*** Given information

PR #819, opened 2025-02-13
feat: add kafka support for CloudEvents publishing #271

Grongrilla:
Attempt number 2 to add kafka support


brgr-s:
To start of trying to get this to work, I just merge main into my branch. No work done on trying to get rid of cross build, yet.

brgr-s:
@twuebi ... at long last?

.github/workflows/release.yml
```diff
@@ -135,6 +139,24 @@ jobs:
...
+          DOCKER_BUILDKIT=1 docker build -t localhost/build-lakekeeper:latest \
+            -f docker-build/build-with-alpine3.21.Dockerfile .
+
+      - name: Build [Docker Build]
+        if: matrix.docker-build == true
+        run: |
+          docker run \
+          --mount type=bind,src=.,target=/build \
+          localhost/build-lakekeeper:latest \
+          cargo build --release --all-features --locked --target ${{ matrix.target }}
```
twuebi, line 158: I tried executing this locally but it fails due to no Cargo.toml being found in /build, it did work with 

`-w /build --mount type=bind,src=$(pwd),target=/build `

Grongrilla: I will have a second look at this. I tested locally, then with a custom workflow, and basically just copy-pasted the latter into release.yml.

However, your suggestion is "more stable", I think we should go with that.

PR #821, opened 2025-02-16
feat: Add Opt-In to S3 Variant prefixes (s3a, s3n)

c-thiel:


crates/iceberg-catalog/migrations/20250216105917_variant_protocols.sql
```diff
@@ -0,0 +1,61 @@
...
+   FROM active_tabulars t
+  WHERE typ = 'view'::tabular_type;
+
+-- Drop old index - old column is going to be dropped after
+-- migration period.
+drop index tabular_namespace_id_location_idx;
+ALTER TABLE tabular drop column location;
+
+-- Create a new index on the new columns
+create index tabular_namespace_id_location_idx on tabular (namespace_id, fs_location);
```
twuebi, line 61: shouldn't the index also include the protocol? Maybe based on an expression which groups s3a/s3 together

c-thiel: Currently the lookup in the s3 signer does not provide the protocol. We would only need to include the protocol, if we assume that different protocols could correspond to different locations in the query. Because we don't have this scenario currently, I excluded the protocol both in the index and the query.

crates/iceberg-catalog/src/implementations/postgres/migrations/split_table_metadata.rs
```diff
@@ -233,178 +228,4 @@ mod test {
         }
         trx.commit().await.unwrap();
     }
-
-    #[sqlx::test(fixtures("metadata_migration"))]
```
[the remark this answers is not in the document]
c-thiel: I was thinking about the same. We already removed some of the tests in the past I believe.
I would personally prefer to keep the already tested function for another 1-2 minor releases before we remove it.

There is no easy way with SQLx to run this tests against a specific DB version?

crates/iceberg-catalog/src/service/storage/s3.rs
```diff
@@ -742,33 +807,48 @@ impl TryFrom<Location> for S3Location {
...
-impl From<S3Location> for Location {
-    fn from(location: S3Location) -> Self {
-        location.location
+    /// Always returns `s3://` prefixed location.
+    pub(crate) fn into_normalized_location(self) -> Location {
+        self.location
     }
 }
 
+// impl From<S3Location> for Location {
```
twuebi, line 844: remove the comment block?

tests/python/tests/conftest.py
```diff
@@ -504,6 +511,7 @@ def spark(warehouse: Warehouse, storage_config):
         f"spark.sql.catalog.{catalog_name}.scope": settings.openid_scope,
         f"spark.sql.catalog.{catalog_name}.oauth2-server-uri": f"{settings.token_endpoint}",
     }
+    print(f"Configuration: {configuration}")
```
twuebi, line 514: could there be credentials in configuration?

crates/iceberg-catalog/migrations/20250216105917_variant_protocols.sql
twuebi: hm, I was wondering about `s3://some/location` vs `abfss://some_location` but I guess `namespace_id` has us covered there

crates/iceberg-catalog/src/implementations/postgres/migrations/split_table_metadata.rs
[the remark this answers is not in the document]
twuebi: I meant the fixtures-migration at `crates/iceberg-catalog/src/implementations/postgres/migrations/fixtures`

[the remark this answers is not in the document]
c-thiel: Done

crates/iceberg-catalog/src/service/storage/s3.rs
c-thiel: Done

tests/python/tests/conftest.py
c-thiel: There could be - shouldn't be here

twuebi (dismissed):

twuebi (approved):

******
*** Given information

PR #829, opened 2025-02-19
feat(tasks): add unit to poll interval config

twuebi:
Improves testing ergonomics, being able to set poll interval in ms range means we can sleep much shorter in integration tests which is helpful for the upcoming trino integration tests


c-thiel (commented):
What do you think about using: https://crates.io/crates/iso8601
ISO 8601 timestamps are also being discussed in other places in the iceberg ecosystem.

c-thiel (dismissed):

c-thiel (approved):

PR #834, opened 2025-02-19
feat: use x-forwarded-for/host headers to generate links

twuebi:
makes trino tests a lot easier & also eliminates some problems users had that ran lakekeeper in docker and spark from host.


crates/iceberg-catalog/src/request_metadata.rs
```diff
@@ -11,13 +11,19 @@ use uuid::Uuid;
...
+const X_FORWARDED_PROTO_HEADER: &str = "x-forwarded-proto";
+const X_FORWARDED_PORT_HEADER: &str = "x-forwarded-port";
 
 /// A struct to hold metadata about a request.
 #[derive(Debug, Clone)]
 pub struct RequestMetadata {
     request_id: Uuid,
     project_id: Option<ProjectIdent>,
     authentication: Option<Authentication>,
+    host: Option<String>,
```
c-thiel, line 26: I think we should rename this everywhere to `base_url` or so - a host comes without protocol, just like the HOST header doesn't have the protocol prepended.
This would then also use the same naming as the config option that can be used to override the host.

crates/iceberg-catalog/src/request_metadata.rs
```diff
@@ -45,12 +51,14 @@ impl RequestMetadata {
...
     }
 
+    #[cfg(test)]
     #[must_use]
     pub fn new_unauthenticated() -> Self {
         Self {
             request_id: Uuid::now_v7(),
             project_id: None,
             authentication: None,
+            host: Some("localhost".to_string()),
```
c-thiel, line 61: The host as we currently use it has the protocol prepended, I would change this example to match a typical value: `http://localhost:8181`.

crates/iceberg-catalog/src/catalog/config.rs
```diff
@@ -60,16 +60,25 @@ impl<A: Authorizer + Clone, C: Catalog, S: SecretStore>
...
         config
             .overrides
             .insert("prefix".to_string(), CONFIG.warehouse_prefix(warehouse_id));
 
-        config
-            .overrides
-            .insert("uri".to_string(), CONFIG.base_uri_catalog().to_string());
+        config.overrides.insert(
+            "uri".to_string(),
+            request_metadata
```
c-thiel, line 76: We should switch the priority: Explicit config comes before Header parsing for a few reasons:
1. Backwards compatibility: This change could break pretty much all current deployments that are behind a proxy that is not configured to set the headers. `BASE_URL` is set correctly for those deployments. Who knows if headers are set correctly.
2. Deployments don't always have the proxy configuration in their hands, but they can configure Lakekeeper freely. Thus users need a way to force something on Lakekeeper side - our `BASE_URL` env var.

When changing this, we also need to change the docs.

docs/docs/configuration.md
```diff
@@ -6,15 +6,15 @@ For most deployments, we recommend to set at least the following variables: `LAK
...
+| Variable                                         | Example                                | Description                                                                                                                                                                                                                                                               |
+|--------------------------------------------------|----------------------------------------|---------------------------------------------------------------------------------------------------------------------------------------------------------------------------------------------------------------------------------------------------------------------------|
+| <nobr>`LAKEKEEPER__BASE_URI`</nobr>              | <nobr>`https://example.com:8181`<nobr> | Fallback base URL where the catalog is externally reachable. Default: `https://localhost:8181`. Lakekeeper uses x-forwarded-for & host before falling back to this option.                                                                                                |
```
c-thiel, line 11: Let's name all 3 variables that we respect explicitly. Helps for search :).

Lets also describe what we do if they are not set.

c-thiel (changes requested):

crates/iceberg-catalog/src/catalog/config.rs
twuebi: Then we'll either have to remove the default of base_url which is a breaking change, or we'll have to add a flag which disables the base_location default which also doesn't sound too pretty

******
*** Given information

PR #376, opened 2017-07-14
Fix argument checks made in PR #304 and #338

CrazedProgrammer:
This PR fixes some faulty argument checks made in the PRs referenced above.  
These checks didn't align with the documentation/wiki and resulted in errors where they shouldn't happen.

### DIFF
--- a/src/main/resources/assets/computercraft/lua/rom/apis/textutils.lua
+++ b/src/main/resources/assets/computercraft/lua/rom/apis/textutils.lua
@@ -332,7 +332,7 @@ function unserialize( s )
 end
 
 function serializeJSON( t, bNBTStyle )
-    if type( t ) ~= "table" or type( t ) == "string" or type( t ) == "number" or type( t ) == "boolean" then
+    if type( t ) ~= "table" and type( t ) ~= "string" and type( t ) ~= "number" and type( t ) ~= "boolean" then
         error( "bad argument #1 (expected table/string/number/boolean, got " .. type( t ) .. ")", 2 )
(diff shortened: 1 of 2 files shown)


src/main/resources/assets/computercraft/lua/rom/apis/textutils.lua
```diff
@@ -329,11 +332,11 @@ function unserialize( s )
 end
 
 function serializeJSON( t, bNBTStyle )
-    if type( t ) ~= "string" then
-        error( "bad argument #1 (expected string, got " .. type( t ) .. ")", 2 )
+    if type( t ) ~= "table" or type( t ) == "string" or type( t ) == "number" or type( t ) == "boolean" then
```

******

Your answer must be a single number, the count of lines in the data that hold the string "dismissed".

◆ **Your response**: 2